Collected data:
╭──
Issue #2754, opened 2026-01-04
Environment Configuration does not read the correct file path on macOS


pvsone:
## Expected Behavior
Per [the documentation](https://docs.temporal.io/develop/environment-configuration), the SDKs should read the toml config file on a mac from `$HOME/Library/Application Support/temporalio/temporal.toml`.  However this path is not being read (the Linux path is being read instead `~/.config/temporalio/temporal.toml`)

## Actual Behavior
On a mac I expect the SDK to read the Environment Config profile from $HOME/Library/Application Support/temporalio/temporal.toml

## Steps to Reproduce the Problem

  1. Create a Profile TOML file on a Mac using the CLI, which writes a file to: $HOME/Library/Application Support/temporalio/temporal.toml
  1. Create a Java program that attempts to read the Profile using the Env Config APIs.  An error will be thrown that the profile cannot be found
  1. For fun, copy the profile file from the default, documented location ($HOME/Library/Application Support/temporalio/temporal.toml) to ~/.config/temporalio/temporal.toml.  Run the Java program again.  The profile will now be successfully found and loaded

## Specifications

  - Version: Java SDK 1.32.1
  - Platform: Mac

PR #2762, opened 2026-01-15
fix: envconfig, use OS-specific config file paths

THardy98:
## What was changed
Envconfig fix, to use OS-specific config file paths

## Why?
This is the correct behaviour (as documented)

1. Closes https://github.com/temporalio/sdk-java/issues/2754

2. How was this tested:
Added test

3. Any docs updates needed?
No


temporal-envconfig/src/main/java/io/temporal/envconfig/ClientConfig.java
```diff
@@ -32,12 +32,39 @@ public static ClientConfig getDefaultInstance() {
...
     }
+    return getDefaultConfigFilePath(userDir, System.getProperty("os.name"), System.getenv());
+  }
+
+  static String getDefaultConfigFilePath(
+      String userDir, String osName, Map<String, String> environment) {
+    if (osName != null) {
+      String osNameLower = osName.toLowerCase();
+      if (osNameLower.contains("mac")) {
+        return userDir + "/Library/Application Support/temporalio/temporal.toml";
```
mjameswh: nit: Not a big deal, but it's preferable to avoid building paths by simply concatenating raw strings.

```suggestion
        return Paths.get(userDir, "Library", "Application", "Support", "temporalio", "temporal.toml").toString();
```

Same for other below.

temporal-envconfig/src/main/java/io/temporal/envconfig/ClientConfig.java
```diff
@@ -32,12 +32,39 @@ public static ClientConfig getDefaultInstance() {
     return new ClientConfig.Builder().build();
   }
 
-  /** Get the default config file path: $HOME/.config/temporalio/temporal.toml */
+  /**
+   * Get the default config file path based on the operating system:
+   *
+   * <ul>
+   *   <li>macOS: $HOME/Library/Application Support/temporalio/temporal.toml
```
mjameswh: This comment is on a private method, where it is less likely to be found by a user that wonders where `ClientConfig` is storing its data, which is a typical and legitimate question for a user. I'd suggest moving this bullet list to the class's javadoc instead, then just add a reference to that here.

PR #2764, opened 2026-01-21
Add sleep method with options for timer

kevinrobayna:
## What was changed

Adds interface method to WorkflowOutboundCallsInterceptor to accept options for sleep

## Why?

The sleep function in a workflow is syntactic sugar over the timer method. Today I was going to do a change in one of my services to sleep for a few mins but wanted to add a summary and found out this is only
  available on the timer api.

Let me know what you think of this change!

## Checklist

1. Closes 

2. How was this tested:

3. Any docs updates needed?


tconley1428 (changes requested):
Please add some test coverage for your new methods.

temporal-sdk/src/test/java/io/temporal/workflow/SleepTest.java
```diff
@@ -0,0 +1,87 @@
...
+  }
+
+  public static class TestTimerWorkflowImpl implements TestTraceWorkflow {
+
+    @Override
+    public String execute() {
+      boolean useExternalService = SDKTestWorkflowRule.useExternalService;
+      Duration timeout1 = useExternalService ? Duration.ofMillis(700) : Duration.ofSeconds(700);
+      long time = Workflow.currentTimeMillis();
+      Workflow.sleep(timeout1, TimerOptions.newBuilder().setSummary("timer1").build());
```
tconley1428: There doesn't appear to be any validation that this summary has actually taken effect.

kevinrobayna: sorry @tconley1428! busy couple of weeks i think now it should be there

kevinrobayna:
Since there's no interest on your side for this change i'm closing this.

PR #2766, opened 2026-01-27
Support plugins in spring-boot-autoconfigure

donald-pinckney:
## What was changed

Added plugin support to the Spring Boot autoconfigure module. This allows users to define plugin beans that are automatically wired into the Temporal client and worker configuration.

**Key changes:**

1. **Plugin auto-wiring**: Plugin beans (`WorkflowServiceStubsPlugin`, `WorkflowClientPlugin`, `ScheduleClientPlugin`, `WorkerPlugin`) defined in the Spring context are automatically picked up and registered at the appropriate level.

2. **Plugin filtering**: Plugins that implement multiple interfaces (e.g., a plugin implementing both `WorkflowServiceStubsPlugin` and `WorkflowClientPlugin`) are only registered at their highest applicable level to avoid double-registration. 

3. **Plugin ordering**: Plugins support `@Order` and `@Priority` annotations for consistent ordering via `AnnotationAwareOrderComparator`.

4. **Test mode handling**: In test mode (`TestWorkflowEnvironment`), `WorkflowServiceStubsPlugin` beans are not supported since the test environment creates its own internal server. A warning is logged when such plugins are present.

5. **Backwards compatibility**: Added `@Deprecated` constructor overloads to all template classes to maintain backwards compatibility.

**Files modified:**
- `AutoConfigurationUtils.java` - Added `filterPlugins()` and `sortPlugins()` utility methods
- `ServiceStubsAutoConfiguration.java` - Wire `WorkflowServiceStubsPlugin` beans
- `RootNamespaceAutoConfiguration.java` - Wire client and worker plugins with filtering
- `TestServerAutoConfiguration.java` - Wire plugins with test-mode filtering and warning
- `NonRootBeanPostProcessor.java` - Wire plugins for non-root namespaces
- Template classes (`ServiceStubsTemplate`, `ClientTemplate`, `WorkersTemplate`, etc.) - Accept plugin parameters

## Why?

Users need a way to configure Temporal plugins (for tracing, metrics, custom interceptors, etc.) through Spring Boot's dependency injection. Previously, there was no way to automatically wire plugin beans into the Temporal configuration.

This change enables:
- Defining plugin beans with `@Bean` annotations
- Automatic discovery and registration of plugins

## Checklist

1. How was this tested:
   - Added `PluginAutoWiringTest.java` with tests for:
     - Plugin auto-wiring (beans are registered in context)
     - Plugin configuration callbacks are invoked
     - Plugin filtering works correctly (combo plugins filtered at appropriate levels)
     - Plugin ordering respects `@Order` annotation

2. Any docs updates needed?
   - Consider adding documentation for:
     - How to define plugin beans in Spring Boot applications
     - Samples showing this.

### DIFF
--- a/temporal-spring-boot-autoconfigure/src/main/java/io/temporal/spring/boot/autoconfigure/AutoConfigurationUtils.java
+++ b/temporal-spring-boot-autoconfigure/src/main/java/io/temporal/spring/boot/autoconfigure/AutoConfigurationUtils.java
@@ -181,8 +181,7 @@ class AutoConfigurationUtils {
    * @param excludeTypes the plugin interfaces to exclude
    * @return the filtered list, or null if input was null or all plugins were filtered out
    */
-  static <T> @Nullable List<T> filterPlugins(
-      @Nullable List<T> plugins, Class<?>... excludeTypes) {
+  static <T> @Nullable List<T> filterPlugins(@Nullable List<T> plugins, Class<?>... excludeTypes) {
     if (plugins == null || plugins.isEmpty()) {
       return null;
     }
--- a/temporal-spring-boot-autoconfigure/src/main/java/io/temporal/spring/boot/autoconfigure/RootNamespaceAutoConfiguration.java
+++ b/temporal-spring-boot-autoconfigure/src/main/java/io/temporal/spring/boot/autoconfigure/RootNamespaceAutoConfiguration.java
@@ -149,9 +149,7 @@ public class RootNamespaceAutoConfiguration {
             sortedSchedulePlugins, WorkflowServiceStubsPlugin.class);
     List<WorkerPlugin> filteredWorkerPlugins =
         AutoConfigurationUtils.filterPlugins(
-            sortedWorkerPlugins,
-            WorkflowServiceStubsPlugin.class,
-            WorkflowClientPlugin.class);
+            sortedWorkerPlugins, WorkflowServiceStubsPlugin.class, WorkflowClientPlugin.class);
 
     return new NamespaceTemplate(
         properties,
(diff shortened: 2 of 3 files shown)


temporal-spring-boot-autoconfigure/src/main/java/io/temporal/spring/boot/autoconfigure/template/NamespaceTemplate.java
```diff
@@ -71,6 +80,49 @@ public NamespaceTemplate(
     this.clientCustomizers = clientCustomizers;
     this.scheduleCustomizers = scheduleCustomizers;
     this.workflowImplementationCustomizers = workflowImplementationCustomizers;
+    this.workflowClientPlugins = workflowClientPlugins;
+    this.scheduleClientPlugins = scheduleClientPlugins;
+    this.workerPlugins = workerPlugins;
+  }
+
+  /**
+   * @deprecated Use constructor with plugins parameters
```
╰──
╭──
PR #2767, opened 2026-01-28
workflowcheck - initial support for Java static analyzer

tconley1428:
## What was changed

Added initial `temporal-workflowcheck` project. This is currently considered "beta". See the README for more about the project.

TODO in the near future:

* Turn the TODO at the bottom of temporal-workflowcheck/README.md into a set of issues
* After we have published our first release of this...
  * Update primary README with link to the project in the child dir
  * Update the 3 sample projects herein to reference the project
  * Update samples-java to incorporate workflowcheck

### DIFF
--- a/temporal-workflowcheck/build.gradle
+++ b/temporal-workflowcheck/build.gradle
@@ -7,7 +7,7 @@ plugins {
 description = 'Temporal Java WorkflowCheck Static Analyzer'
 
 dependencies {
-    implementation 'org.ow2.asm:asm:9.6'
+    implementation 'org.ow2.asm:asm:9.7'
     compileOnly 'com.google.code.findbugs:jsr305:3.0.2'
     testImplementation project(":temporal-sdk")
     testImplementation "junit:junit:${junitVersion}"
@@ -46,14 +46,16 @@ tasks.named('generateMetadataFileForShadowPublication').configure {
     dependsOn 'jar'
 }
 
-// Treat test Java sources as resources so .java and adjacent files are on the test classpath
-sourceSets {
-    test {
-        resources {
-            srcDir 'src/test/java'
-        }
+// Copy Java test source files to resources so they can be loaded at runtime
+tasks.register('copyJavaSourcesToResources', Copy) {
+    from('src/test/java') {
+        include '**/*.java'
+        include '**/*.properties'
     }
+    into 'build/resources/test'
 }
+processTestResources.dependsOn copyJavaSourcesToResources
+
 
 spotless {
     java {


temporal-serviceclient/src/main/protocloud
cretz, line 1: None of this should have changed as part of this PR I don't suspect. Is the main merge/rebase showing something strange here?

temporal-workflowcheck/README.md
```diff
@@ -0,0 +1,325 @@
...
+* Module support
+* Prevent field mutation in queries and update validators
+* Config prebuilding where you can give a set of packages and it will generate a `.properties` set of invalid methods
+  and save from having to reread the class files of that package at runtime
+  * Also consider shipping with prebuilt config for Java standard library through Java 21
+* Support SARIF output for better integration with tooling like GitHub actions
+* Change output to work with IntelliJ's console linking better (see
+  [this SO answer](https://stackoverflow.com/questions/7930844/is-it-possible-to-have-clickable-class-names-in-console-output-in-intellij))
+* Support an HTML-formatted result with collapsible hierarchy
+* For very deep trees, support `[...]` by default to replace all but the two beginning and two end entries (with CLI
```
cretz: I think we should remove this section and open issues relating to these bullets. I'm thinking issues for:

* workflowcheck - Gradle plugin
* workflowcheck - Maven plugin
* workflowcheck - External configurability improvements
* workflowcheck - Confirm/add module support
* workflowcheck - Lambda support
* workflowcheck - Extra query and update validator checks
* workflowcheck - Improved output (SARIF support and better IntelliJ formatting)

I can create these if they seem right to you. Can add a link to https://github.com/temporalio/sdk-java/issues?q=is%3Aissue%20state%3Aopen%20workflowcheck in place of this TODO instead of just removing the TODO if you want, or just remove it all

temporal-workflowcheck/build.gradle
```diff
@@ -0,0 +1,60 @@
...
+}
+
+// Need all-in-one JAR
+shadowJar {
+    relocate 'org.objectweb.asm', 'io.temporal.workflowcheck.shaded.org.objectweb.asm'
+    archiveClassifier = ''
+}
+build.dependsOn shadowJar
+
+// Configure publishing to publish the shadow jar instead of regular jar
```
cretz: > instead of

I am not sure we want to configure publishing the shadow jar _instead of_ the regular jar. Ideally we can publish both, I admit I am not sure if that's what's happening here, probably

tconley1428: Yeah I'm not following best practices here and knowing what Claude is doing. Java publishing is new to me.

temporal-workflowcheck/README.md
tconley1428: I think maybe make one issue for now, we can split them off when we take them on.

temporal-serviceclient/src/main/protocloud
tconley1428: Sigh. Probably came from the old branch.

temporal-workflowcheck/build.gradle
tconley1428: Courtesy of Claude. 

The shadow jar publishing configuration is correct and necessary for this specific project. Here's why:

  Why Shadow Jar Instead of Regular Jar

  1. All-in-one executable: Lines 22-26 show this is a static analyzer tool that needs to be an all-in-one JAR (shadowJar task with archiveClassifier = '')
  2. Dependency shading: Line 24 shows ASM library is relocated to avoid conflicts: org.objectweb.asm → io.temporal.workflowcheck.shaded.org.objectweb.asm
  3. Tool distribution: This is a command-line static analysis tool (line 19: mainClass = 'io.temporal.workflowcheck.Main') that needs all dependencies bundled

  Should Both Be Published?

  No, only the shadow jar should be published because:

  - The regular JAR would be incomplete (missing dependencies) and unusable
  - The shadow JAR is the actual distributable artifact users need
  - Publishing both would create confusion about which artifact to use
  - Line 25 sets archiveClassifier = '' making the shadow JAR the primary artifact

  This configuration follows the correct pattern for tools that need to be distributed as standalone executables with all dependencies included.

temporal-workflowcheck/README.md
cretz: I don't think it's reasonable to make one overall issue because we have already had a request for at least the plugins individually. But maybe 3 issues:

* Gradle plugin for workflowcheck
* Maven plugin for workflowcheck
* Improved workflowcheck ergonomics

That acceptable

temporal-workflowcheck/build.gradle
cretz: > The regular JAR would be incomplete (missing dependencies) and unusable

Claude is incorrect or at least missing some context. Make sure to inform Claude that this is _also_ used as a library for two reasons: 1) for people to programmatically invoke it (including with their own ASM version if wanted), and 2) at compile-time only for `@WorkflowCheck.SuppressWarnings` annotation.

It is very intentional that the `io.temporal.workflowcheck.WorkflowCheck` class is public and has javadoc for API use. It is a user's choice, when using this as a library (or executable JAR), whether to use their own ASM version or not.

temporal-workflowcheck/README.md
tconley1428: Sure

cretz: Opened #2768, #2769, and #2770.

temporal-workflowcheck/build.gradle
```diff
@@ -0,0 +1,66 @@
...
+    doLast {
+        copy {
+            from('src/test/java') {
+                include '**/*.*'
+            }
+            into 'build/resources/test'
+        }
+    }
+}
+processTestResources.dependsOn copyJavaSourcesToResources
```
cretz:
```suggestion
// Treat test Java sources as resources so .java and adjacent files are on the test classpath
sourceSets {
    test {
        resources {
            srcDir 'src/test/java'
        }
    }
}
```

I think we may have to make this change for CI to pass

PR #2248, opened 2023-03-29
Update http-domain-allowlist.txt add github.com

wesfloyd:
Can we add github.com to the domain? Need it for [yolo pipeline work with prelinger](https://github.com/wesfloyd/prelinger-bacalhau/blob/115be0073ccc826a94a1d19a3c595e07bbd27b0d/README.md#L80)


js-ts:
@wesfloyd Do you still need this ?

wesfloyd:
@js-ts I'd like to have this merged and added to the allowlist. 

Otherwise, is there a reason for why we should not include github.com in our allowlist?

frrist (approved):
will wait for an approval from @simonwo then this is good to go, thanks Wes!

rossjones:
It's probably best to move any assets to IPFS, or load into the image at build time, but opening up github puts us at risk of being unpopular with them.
╰──
╭──
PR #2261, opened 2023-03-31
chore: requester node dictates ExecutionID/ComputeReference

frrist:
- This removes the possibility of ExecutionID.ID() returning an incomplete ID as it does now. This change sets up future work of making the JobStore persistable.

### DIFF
╰──
#### [HOW TO COMPLETE THIS TASK]
The required answer is the run of lines above, starting at the line with "Issue #2754, opened 2026-01-04" and ending at the line with "## Actual Behavior", reproduced exactly with both ends.

#### [ANSWER AREA]
Issue #2754, opened 2026-01-04
Environment Configuration does not read the correct file path on macOS


pvsone:
## Expected Behavior
Per [the documentation](https://docs.temporal.io/develop/environment-configuration), the SDKs should read the toml config file on a mac from `$HOME/Library/Application Support/temporalio/temporal.toml`.  However this path is not being read (the Linux path is being read instead `~/.config/temporalio/temporal.toml`)

## Actual Behavior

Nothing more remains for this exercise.